Eventually I decided to write the script on this page so that I could completely remove any session managing from Firefox. Digging around a little I found that the session information was stored in a JSON file:

~/.mozilla/firefox/PROFILE.default/sessionstore.js

It was simple enough to extract this information and stick it into a plain-text file via a python script. This script keeps a log of the tabs open (the –save option) and generates a urls.txt (the –generate option) that can be used to restore the previous saved tab state. They can be run together to simultaneously update the running log and create a current urls.txt file.

import argparse, json, time
from collections import defaultdict

parser = argparse.ArgumentParser()
parser.add_argument("-s", "--save", 
                    action="store_true",
                    help="save list of currently open tabs")
parser.add_argument("-g", "--generate", 
                    action="store_true",
                    help="generate url.txt from saved tabs")

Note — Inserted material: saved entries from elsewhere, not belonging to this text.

PR #852, opened 2025-11-17
trekking: add whether there is a usable cycleway in the isbike bike hint (v2)

Totorrr:
Follow-up of PR #838

Reminder: 

> Some cycleways are not always properly detected, because some tagging schemes are not as straightforward as having bicycle=yes defined on the way. The isbike bike hint we use would be closer to reality, and thus offering better routing, if we'd consider some more complicated tagging schemes, like "is there a usable cycleway on this road?".

### DIFF
--- a/misc/profiles2/trekking.brf
+++ b/misc/profiles2/trekking.brf
@@ -85,7 +85,7 @@ assign badoneway =
 
 # set isbike considering access, local cycle route or the presence of a usable cycleway on the highway
 assign isbike =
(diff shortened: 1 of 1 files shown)


afischerdev:
Could someone please test the profile?

Totorrr:
> Could someone please test the profile?

Hello @devemux86, would you be willing to try a few routings with this profile to test if it works nicely? That would be great!

afischerdev:
I'm sorry for the delay. Thank you for your cooperation.

Issue #854, opened 2025-11-25
Enable pseudo tags for car profiles


afischerdev:
It is hard to add some of the new pseudo tags to a car profile. The only entry point for variable values is the `maxspeed` parameter.
However, the logic of, for example, `consider river` is: all paths that are not near a river are penalized. And when you add a penalty to `maxspeed` this will affect your route duration. 

The code is not ready yet, but the feature for the moment is available for testing.

Please see this [sample](https://brouter.de/brouter-test/#map=14/50.0978/8.6776/standard&lonlats=8.664816,50.088858;8.699614,50.104079&profile=car-fast) for a river test.

The link is set to `car-fast`. This is not the original but a replacement with a contact to a new KinematicModel class. This contains now an entry point for `costfactor` in a similar use as bike profiles.
When you place the penalty on costfactor, it should not bring a duration problem.
Please see the text inside the profile.

Another [example](https://brouter.de/brouter-test/#map=13/42.4860/1.5376/standard&lonlats=1.490831,42.476783;1.630685,42.53952&profile=car-fast) for use with `avoid_motorways`, `avoid_trunk` and `avoid_primary`.

Please play around with this examples and test if this fits your needs. 
The next summer will come with a cabrio ride.

The current car profile doesn't contain all pseudo tags. Which do we need for car driving?
**Note:** 
On the testserver the tests for issue #848 and the PR #853 are running as well.

devemux86:
@afischerdev 

> The current car profile doesn't contain all pseudo tags. Which do we need for car driving?

This profile can be used and modified for all vehicles, cars and motorcycles, so we at least need:
- consider_town
- consider_forest
- consider_river

afischerdev:
@devemux86 
Thanks for the ideas,
They are online on test server now - car_fast profile.

devemux86:
@afischerdev Thanks, very interesting results.

The pseudo tags may need stronger costs?

For example this [route](https://brouter.de/brouter-test/#map=10/50.0620/8.6565/standard&lonlats=8.682208,49.707328;8.399171,50.436511&profile=car-fast) has very little difference with consider_town and still passes through the city.

afischerdev:
@devemux86 
> The pseudo tags may need stronger costs?

Maybe, I did not care about the values, just copy it from trekking profile. But If you have a look at the same route done with the f`astbike less traffic` profile, the values are a little bit different. We need to experiment a little with these values ​​to find the best compromise.

devemux86:
[...]

PR #860, opened 2025-12-12
Kinematic class update

afischerdev:
According to the #854 here a test class and test profile.
This can still be tested on the test server.

This is **only** a test class, at the end should be the replacement of the origin KinematicPath class.
But I guess this needs further testing.

### DIFF
--- a/brouter-core/src/main/java/btools/router/KinematicWeightModel.java
+++ b/brouter-core/src/main/java/btools/router/KinematicWeightModel.java
@@ -11,13 +11,13 @@ import btools.expressions.BExpressionContextNode;
 import btools.expressions.BExpressionContextWay;
 
 
-final class KineNewModel extends OsmPathModel {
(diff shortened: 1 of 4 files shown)


devemux86:
@afischerdev 

Can we set avoidance levels with the costs?
Do the costs have a minimum and maximum?

For example, avoid motorways by 50% or we can only set them on and off?

afischerdev:
@devemux86 
As in `avoid motorway` you can set a value, but can not say if this will fit 50 percent.

```
assign costfactor 
  ...
  else if is_avoided_motorway then 10
  else if is_avoided_trunk then 10
  else if is_avoided_primary then 10
  ...
```

afischerdev:
Currently, I want to keep both – the old and the new kinematics classes. This gives more time for testing.

devemux86:
> Currently, I want to keep both – the old and the new kinematics classes. This gives more time for testing.

@afischerdev This is the best. :+1:

PR #863, opened 2025-12-16
profiles: correc. isunpaved ignoring smoothness if surface undefined

Totorrr:
Tiny bug correction


afischerdev:

PR #864, opened 2025-12-16
profile: refactor, refine and simplify the logic handling oneways

Totorrr:
Currently this logic is spread in `badoneway`, `isbike` and `onewaypenalty` variables, that can lead to repetition or confusion.

With this change, new intermediate variables like `hascycleway` and `hasbikerouteoraccess` may allow more precise routing rules. If Brouter engine has lazy loaging, it may also improve performance, for example, in `onewaypenalty` don't re-check every possible cycleway:xxx one by one if `hascycleway` is false anyway.

Ths `isbike` behaviour is changed in the sense that it still checks the presence of a cycleway, but it does not check any more if it's a oneway that we can legally use in the current direction. If leaves this to be handled within `onewaypenalty`.

### DIFF
--- a/misc/profiles2/fastbike.brf
+++ b/misc/profiles2/fastbike.brf
@@ -133,15 +133,23 @@ assign badoneway =
          else oneway=yes|true|1
        else oneway=-1
 
+assign hascycleway = not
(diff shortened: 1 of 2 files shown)


afischerdev:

args = parser.parse_args()

if args.save == False and args.generate == False:
  parser.print_help()

def save():
  # save tabs
  ff_path = "/home/USER/.mozilla/firefox/PROFILE.default/sessionstore.js"
  log_path = "/home/USER/.mozilla/firefox/PROFILE.default/my_tab_logger/"\
             +time.strftime("%Y-%m")\
             +"-firefox_tabs.log"
  
  with open(ff_path, "r") as f:
    jdata = json.loads(f.read())
  
  with open(log_path, "a") as f:
    f.write(time.strftime("%Y-%m-%d %H:%M")+"\n")
  
  for win in jdata.get("windows"):
    for tab in win.get("tabs"):
      i = tab.get("index") - 1
      #print tab.get("entries")[i].get("url")
      with open(log_path, "a") as f:
        f.write(tab.get("entries")[i].get("url")+"\n")
  print "Tabs saved."

def generate():
  #create url.txt from tabs log
  path = "/home/USER/.mozilla/firefox/PROFILE.default/my_tab_logger/"
  log_path = path+time.strftime("%Y-%m")+"-firefox_tabs.log"
  #TODO test file exists, if crash on last day of month, won't find the right log
  # if doesn't exist, get the last month's log
  out_path = path+"urls.txt"
  
  dd = defaultdict(list)
  with open(log_path, "r") as logs: #builds dictionary of log
    for ent in logs.readlines():
      if ent.startswith(time.strftime("%Y-%m")):
         date = ent
      else:
         dd[date].append(ent.strip())
  
  last = None
  for key in dd: #locates the latest entry
    if key > last:
      last = key
  
  with open(out_path, "w") as f: #outputs to txt file
    for url in dd[last]:
      f.write(url+"\n")

if __name__ == "__main__":
  if args.save:
    save()
  if args.generate:
    generate()

With this running daily (actually every 6 hours) via cron (0 */6 * * * /pathTo/ff_tabs.py -s -g), I could completely scrap the session manager feature and have something more robust in the face of future crashes. Additionally, since it is not using xdotool, it will execute silently in the background, allowing me to up the cron job frequency as necessary. To restore the tabs you simply launch:

firefox $(cat /pathTo/urls.txt)

Where urls.txt contains the URLs that the above script saves. Make sure not to have the option selected for Firefox to open the tabs from last session, otherwise you’ll get a bunch of duplicate tabs (if the built-in restore works).

Conclusion

This is very rough and dirty, but it gets the job done for me. It is Linux only and the urls.txt generator has a bug if the last save was last month. For example if you crash with 6 hours (or however often the cron job runs) of a new month, the restore script will fail, but the session is still available to restore manually.

By adding a command to Pentadactyl, :command log !/PATH_TO_SCRIPT/SCRIPT.py, you can manually save your tabs at your leisure with :log.